§ Material to process:

PR #13410, opened 2025-02-23
add driver for sega sp400, put in anonymous namespace and DEFINE_DEVI…

goldnchild:
…CE_TYPE_PRIVATE

I removed all of the code that has to do with the actual printing, so this is kind of a skeleton.
That can easily be added later.

This isn't actually my code, it's fabiodl's and I'm just rewriting it to have an anonymous namespace and use DEFINE_DEVICE_TYPE_PRIVATE.

There is an existing pull request from a few years ago that has stalled.  Hopefully this "skeleton" may be acceptable.

Even more can be removed to make it a true skeleton.

### DIFF
--- a/src/devices/bus/sg1000_exp/sp400.cpp
+++ b/src/devices/bus/sg1000_exp/sp400.cpp
@@ -1,0 +1,241 @@
+// license: BSD-3-Clause
+// copyright-holders: Charles MacDonald, Devin Hill, Fabio Dalla Libera
+
+/*
+    license:BSD-3-Clause
+    Charles MacDonald
+    Devin Hill
+    Fabio Dalla Libera
+
+    Sega SP-400 Plotter
+
+    6805 dumped using https://github.com/charlesmacd/HD6805_Reader
+
+    Plotter uses ALPS Micrographic Printer DPG 1302 mechanism.
+
+    IC list:
+
+    * M5L8035LP (Mitsubishi clone of I8035)
+
+    P1 is the deserialized output data
+    P2.4 is the input serial data
+    P2.5 is busy (output to the computer)
+    P2.6 is the output strobe
+    P2.7 is busy (input from the 6805)
+
+    * HD6805V (Hitachi chip, pin compatible with MC6805P2, with 4K of ROM)
+
+    port A connected to the panel buttons
+        "By analyzing the disassembly I found out that three pins (PA5,6,7 of the 6805) are used to set
+        different configurations. The resolution can be changed, probably to support different mechanics.
+        The baud rate is 4800."
+    port B connected to the motors
+    port C connected to the pen and misc signals
+    port D connected to M5L8035LP parallel data
+*/
+
+// this is currently incomplete: missing paper output and pen sensor, everything else is working
+
+#include "emu.h"
+#include "sp400.h"
+
+#include "cpu/mcs48/mcs48.h"
+#include "cpu/m6805/m68705.h"
+
+namespace {
+
+class sp400_printer_device : public device_t,
+	public device_sk1100_printer_port_interface
+{
+public:
+	sp400_printer_device(const machine_config &mconfig, const char *tag, device_t *owner, u32 clock);
+
+	static constexpr feature_type unemulated_features() { return feature::PRINTER; }
+
+	virtual void device_add_mconfig(machine_config &config) override ATTR_COLD;
+	virtual void device_start() override ATTR_COLD;
+	virtual void device_reset() override ATTR_COLD;
+	virtual void device_reset_after_children() override ATTR_COLD;
+
+	const tiny_rom_entry * device_rom_region() const override ATTR_COLD;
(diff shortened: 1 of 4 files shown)


src/devices/bus/sg1000_exp/sp400.cpp
```diff
@@ -0,0 +1,249 @@
...
+};
+
+sp400_printer_device::sp400_printer_device(const machine_config &mconfig, const char *tag, device_t *owner, u32 clock):
+	device_t(mconfig, SP400_PRINTER, tag, owner, clock),
+	device_sk1100_printer_port_interface(mconfig, *this),
+	m_dsercpu(*this, "dsercpu"),
+	m_motcpu(*this, "motcpu"),
+	m_data(0),
+	m_busy(1),
+	m_dserdataout(0xFF),
```
cuavas, line 98: Please use lowercase hex digits.

src/devices/bus/sg1000_exp/sp400.cpp
```diff
@@ -0,0 +1,249 @@
...
+	void update_pen_state(u8 data);
+	u8 pen_sensor() { return 0; }  // not currently hooked up
+
+	required_device<i8035_device> m_dsercpu;     // "deserializer cpu"
+	required_device<m6805_hmos_device> m_motcpu; // "motor cpu"
+
+	int m_data, m_busy;
+	int m_dserdataout, m_dserstrobe;
+	int m_motbusy, m_motPenUp, m_motPenDown;
+	int m_pendown;
```
cuavas, line 86: Please use `snake_case` consistently rather than this mix of `snakecase` and `llamaCase`.

Also, please use explicitly sized integers for things that need to be registered for save states.

src/devices/bus/sg1000_exp/sp400.cpp
```diff
@@ -0,0 +1,249 @@
...
+{
+	return ROM_NAME( sp400 );
+}
+
+static INPUT_PORTS_START( sp400 )
+	PORT_START("BUTTONS")
+	PORT_BIT(0x01, IP_ACTIVE_LOW, IPT_KEYBOARD) PORT_NAME("Color Select") PORT_CODE(KEYCODE_2_PAD)
+	PORT_BIT(0x02, IP_ACTIVE_LOW, IPT_KEYBOARD) PORT_NAME("Line Feed")    PORT_CODE(KEYCODE_1_PAD)
+	PORT_BIT(0x04, IP_ACTIVE_LOW, IPT_KEYBOARD) PORT_NAME("Pen Change")   PORT_CODE(KEYCODE_3_PAD)
+INPUT_PORTS_END
```
cuavas, line 239: You don’t actually need `static` to indicate that you don’t want something visible from outside the translation unit from inside an anonymous namespace.

Also, these probably shouldn’t be `IPT_KEYBOARD`.  Maybe `IPT_KEYPAD` or `IPT_OTHER`?

src/devices/bus/sg1000_exp/sp400.cpp
```diff
@@ -0,0 +1,249 @@
...
+
+ioport_constructor sp400_printer_device::device_input_ports() const
+{
+	return INPUT_PORTS_NAME(sp400);
+}
+
+} // anonymous namespace
+
+DEFINE_DEVICE_TYPE_PRIVATE(SP400_PRINTER, device_sk1100_printer_port_interface, sp400_printer_device, "sega_sp400", "SP-400 Plotter")
```
cuavas, line 248: Can probably do to make the description “Sega SP-400 Plotter”.

src/devices/bus/sg1000_exp/sp400.cpp
```diff
@@ -0,0 +1,249 @@
...
+	save_item(NAME(m_pendown));
+}
+
+void sp400_printer_device::device_reset()
+{
+}
+
+void sp400_printer_device::device_reset_after_children()
+{
+}
```
cuavas, line 126: You can leave out these – it’s not like reset propagates over a serial port anyway.

cuavas (changes requested):

src/devices/bus/sg1000_exp/sp400.cpp
```diff
@@ -0,0 +1,249 @@
+// license: BSD-3-Clause
+// copyright-holders: Charles MacDonald, Devin Hill, Fabio Dalla Libera
```
cuavas, line 2: How much actual code that qualifies as a creative work by any of these people is left?  There’s very little left at all that isn’t “facts” (address maps, ROM definitions) where only the formatting is eligible for copyright protection.  I’d also hazard a guess that Charles MacDonald didn’t contribute much to the actual code in the first place.

goldnchild: ok, I have reduced it to just fabiodl.  I have sent him an email asking if that is ok with him.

§ Task: Quote the listing in full, please, keeping every line exact.

§ Answer to the exercise:
PR #13410, opened 2025-02-23
add driver for sega sp400, put in anonymous namespace and DEFINE_DEVI…

goldnchild:
…CE_TYPE_PRIVATE

I removed all of the code that has to do with the actual printing, so this is kind of a skeleton.
That can easily be added later.

This isn't actually my code, it's fabiodl's and I'm just rewriting it to have an anonymous namespace and use DEFINE_DEVICE_TYPE_PRIVATE.

There is an existing pull request from a few years ago that has stalled.  Hopefully this "skeleton" may be acceptable.

Even more can be removed to make it a true skeleton.

### DIFF
--- a/src/devices/bus/sg1000_exp/sp400.cpp
+++ b/src/devices/bus/sg1000_exp/sp400.cpp
@@ -1,0 +1,241 @@
+// license: BSD-3-Clause
+// copyright-holders: Charles MacDonald, Devin Hill, Fabio Dalla Libera
+
+/*
+    license:BSD-3-Clause
+    Charles MacDonald
+    Devin Hill
+    Fabio Dalla Libera
+
+    Sega SP-400 Plotter
+
+    6805 dumped using https://github.com/charlesmacd/HD6805_Reader
+
+    Plotter uses ALPS Micrographic Printer DPG 1302 mechanism.
+
+    IC list:
+
+    * M5L8035LP (Mitsubishi clone of I8035)
+
+    P1 is the deserialized output data
+    P2.4 is the input serial data
+    P2.5 is busy (output to the computer)
+    P2.6 is the output strobe
+    P2.7 is busy (input from the 6805)
+
+    * HD6805V (Hitachi chip, pin compatible with MC6805P2, with 4K of ROM)
+
+    port A connected to the panel buttons
+        "By analyzing the disassembly I found out that three pins (PA5,6,7 of the 6805) are used to set
+        different configurations. The resolution can be changed, probably to support different mechanics.
+        The baud rate is 4800."
+    port B connected to the motors
+    port C connected to the pen and misc signals
+    port D connected to M5L8035LP parallel data
+*/
+
+// this is currently incomplete: missing paper output and pen sensor, everything else is working
+
+#include "emu.h"
+#include "sp400.h"
+
+#include "cpu/mcs48/mcs48.h"
+#include "cpu/m6805/m68705.h"
+
+namespace {
+
+class sp400_printer_device : public device_t,
+	public device_sk1100_printer_port_interface
+{
+public:
+	sp400_printer_device(const machine_config &mconfig, const char *tag, device_t *owner, u32 clock);
+
+	static constexpr feature_type unemulated_features() { return feature::PRINTER; }
+
+	virtual void device_add_mconfig(machine_config &config) override ATTR_COLD;
+	virtual void device_start() override ATTR_COLD;
+	virtual void device_reset() override ATTR_COLD;
+	virtual void device_reset_after_children() override ATTR_COLD;
+
+	const tiny_rom_entry * device_rom_region() const override ATTR_COLD;
(diff shortened: 1 of 4 files shown)


src/devices/bus/sg1000_exp/sp400.cpp
```diff
@@ -0,0 +1,249 @@
...
+};
+
+sp400_printer_device::sp400_printer_device(const machine_config &mconfig, const char *tag, device_t *owner, u32 clock):
+	device_t(mconfig, SP400_PRINTER, tag, owner, clock),
+	device_sk1100_printer_port_interface(mconfig, *this),
+	m_dsercpu(*this, "dsercpu"),
+	m_motcpu(*this, "motcpu"),
+	m_data(0),
+	m_busy(1),
+	m_dserdataout(0xFF),
```
cuavas, line 98: Please use lowercase hex digits.

src/devices/bus/sg1000_exp/sp400.cpp
```diff
@@ -0,0 +1,249 @@
...
+	void update_pen_state(u8 data);
+	u8 pen_sensor() { return 0; }  // not currently hooked up
+
+	required_device<i8035_device> m_dsercpu;     // "deserializer cpu"
+	required_device<m6805_hmos_device> m_motcpu; // "motor cpu"
+
+	int m_data, m_busy;
+	int m_dserdataout, m_dserstrobe;
+	int m_motbusy, m_motPenUp, m_motPenDown;
+	int m_pendown;
```
cuavas, line 86: Please use `snake_case` consistently rather than this mix of `snakecase` and `llamaCase`.

Also, please use explicitly sized integers for things that need to be registered for save states.

src/devices/bus/sg1000_exp/sp400.cpp
```diff
@@ -0,0 +1,249 @@
...
+{
+	return ROM_NAME( sp400 );
+}
+
+static INPUT_PORTS_START( sp400 )
+	PORT_START("BUTTONS")
+	PORT_BIT(0x01, IP_ACTIVE_LOW, IPT_KEYBOARD) PORT_NAME("Color Select") PORT_CODE(KEYCODE_2_PAD)
+	PORT_BIT(0x02, IP_ACTIVE_LOW, IPT_KEYBOARD) PORT_NAME("Line Feed")    PORT_CODE(KEYCODE_1_PAD)
+	PORT_BIT(0x04, IP_ACTIVE_LOW, IPT_KEYBOARD) PORT_NAME("Pen Change")   PORT_CODE(KEYCODE_3_PAD)
+INPUT_PORTS_END
```
cuavas, line 239: You don’t actually need `static` to indicate that you don’t want something visible from outside the translation unit from inside an anonymous namespace.

Also, these probably shouldn’t be `IPT_KEYBOARD`.  Maybe `IPT_KEYPAD` or `IPT_OTHER`?

src/devices/bus/sg1000_exp/sp400.cpp
```diff
@@ -0,0 +1,249 @@
...
+
+ioport_constructor sp400_printer_device::device_input_ports() const
+{
+	return INPUT_PORTS_NAME(sp400);
+}
+
+} // anonymous namespace
+
+DEFINE_DEVICE_TYPE_PRIVATE(SP400_PRINTER, device_sk1100_printer_port_interface, sp400_printer_device, "sega_sp400", "SP-400 Plotter")
```
cuavas, line 248: Can probably do to make the description “Sega SP-400 Plotter”.

src/devices/bus/sg1000_exp/sp400.cpp
```diff
@@ -0,0 +1,249 @@
...
+	save_item(NAME(m_pendown));
+}
+
+void sp400_printer_device::device_reset()
+{
+}
+
+void sp400_printer_device::device_reset_after_children()
+{
+}
```
cuavas, line 126: You can leave out these – it’s not like reset propagates over a serial port anyway.

cuavas (changes requested):

src/devices/bus/sg1000_exp/sp400.cpp
```diff
@@ -0,0 +1,249 @@
+// license: BSD-3-Clause
+// copyright-holders: Charles MacDonald, Devin Hill, Fabio Dalla Libera
```
cuavas, line 2: How much actual code that qualifies as a creative work by any of these people is left?  There’s very little left at all that isn’t “facts” (address maps, ROM definitions) where only the formatting is eligible for copyright protection.  I’d also hazard a guess that Charles MacDonald didn’t contribute much to the actual code in the first place.

goldnchild: ok, I have reduced it to just fabiodl.  I have sent him an email asking if that is ok with him.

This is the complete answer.